Das bezieht er auch auf 21:9.
Da gibt's 3440x1440 mit 100Hz und Gsync.


----------



## PopoX (27. Oktober 2015)

*AW: 21 9 fürs Gaming oder doch lieber 16 9 4K*



JoM79 schrieb:


> Das bezieht er auch auf 21:9.
> Da gibt's 3440x1440 mit 100Hz und Gsync.



Kannst du vielleich einen Link schicken, der dies beweist? Wie ich schon geschrieben habe,  ist der Monitor eigentlich entspiegelt und zum flimmern kann ich nichts sagen. Wie schon gesagt, ein Link zu einem Test wäre hilfreich, außer du besitzt selbst einen.

Bei Alternate ist der X34 gerade lieferbar. Wie kulant sind diese? Kann ich den Monitor kaufen, und wenn er mir nicht gefällt, einfach zurückschicken?


----------



## Rabber (27. Oktober 2015)

*AW: 21 9 fürs Gaming oder doch lieber 16 9 4K*

Der Acer Predator x34 hat (wenn man ihn im Monitor OSD auf 100Hz "übertaktet")100Hz/G-Sync den beweis kann man auch schnell selber suchen bei Google mit z.B Acer Predator X34 100Hz G-sync sollte ja nicht so schwer sein


----------



## HisN (27. Oktober 2015)

*AW: 21 9 fürs Gaming oder doch lieber 16 9 4K*



PopoX schrieb:


> Bei Alternate ist der X34 gerade lieferbar. Wie kulant sind diese? Kann ich den Monitor kaufen, und wenn er mir nicht gefällt, einfach zurückschicken?

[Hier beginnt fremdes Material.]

PR #2275, opened 2026-03-23
Fix directory path of asset.png

Oelnbod:
This fixes the directory path of `asset.png` in the clipboard example. Otherwise, this program panics when running from the examples or clipboard directory


bilelmoussaoui:
this depends on from where you run the example, it will always break in some scenario given it is part of a workspace. Not sure we can do much about it but this is not a solution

Das hat nix mit Kulanz zu tun, das ist dein RECHT, wenn Du es innerhalb von 14 Tagen schaffst.


----------



## PopoX (27. Oktober 2015)

*AW: 21 9 fürs Gaming oder doch lieber 16 9 4K*

Und Geld können die auch nicht dafür abziehen (sofern er keine Kratzer usw hat)?


----------



## DKK007 (27. Oktober 2015)

*AW: 21 9 fürs Gaming oder doch lieber 16 9 4K*

Nein. Du hast ganz normal 14 Tage Rückgaberecht beim Onlinekauf.


----------



## JoM79 (27. Oktober 2015)

*AW: 21 9 fürs Gaming oder doch lieber 16 9 4K*

Doch und zwar die Transportkosten.
Macht Mindfactory zB.


----------



## DKK007 (27. Oktober 2015)

*AW: 21 9 fürs Gaming oder doch lieber 16 9 4K*

Der Service von MF ist ja eh recht eingeschränkt. Da zahle ich lieber woanders ein paar Euro mehr.


----------



## Rabber (27. Oktober 2015)

*AW: 21 9 fürs Gaming oder doch lieber 16 9 4K*

MF ist in meinen Augen eh ein komischer Verein, zwei mal etwas bestellt und zwei mal die Ware gebraucht geliefert bekommen. Natürlich wieder reklamiert, danach war mein MF Account gesperrt und kann auch nichts mehr bei den drei anderen Seiten von MF bestellen. Ich würde nicht mehr bei MF einkaufen.


----------



## PopoX (27. Oktober 2015)

*AW: 21 9 fürs Gaming oder doch lieber 16 9 4K*

Ich habe ja nie was von MF gesagt, ich möchte bei Alternate bestellen, da der Monitor nur dort lieferbar ist. Sind die gut?


----------



## JoM79 (27. Oktober 2015)

*AW: 21 9 fürs Gaming oder doch lieber 16 9 4K*

Ja sind sie.
MF war ja auch nur ein Beispiel.
Mit Alternate habe ich nur gute Erfahrungen.


----------



## PopoX (27. Oktober 2015)

*AW: 21 9 fürs Gaming oder doch lieber 16 9 4K*

Dann werde ich den Monitor kaufen und testen, sofern bei EVGA die RMA meiner Titans gut ausgeht...aber das ist ein anderes Thema.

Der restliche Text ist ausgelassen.